The software realization can be found in the flow chart in Fig. 8. The capacitive sensors keep actively measuring the activities above the sensing area. Once it detects the presence of a user’s hand, the start character S will be added to the command sequence. Afterward it keeps reading sensor values to update the gesture. The corresponding string command keeps adding to the existing command sequence. The algorithm keeps detecting the gesture performed by the user in realtime, as long as the user’s hand does not leave the sensing area. As soon as the user’s hand leaves the sensing area, the last gesture will be analyzed and afterward the command sequence will be cleared, such that the system will be ready for a new gesture.

Fig. 8.
figure 8

Figure illustrates the flow chart of the software implementation.

4 Validation and Interpretation

Based on a user study conducted with 10 different test persons, we evaluated the feasibility of our proposed method. Each test person was supposed to execute the presented gestures given in Fig. 2. Each gesture was performed ten times above the sensing area. The result is evaluated and summarized in the confusion matrix, which is shown in Table 2.

Table 2. The table shows the confusion matrix.

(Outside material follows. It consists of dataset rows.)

PR #2980, opened 2025-07-21
make auto save occur only when write access is available

tintinthong:
we get 403 forbidden when people are playing with examples inside the catalog realm that essentially write to card state using `this.args.model.set` 

Screenshot 2025-07-21 at 21 00 08

Screenshot 2025-07-21 at 20 59 26

### DIFF
--- a/packages/host/app/services/store.ts
+++ b/packages/host/app/services/store.ts
@@ -836,6 +836,13 @@ export default class StoreService extends Service implements StoreInterface {
     } else {
       instance = idOrInstance;
     }
+    let realmToWrite = instance[realmURLSymbol]?.href;
+    let permissionToWrite = realmToWrite
+      ? this.realm.permissions(realmToWrite).canWrite
+      : false;
+    if (!permissionToWrite) {
+      return;
+    }
     let autoSaveState = this.initOrGetAutoSaveState(instance);
     let queueName = instance.id ?? instance[localIdSymbol];
     let autoSaveQueue = this.autoSaveQueues.get(queueName);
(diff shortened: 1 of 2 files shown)


packages/host/app/services/store.ts
```diff
@@ -823,6 +823,23 @@ export default class StoreService extends Service implements StoreInterface {
     }
   }
 
+  // this function is used to determine if the instance will be auto-saved or not
+  // this is a temporary function that is likely to go away with the creation of completion emphemeral state solution of the store/realm
+  // the only use-case for this function is determining if a preview instance in catalog realm (which is a read-only),
+  // st a card can be mutable without persisting to the server
+  private useEphemeralState(instance: CardDef | undefined): boolean {
```
tintinthong, line 830: perhaps, another naming? but I intentionally name this to express the intent of "where we r going"

packages/host/tests/integration/store-test.gts
```diff
@@ -776,6 +778,24 @@ module('Integration | Store', function (hooks) {
     (instance as any).name = 'Air';
   });
 
+  test<TestContextWithSave>('an instance will NOT auto save when its data changes, if the user does not have write permissions', async function (assert) {
+    await realmService.logout(); //logout means store does not have write access to the realm
```
habdelra: this seems like an awkward way of saying this. it's not inconceivable that there might be other side effects of logging out that would impact the store. can we just mock the realm service so that this would indicate that this is read only so we hold everything else about the realm service constant.

habdelra: Like just set our mocked `RealmService.permissions()` to always return `{ canRead: true, canWrite: false}`.

habdelra (approved):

From the confusion matrix given in Table 2, we can seen that the circular movements can be detected with a true positive rate of more than 98 %, while the other simple linear gestures can be assigned a true positive rate of more than 90 % as well. It is quite apparent, that the performed circular movements clockwise or anticlockwise are recognized with very high accuracy, while the simple linear movements are less accurate, but still with a detection rate of over 90 %. Simple linear movements is less error prone, since the capacitive sensing area is too sensitive, that it measures every tiny movements above the sensing area. The recoginition rate is high, if the gesture are clearly performed.

To have a more precise expression of how the method works, we use the precision and recall matrix (Table 3).

Table 3. The table shows the precision and recall matrix.

5 Conclusion and Outlook

In this paper, the proposed gesture recognition was successfully realized using dynamic time warping method. A user study is conveyed and the results are evaluated and summarized. It showed that the circular movements clockwise or anticlockwise can be detected with very high accuracy, while the simple linear movements are somehow not so error prone. But all in all, the allowed gestures can be detected with quite high certainty in real time. The implementation is simple and can be coded on a simple micro-controller. In the near future, further goal is to expand gesture recognition with both hands accomplishing different more complicated gestures on the left and right side of the sensor board. We hope to allow more complex interactions with the environment, such as turning a virtual key gestures, and further more natural gestures performed with both hands.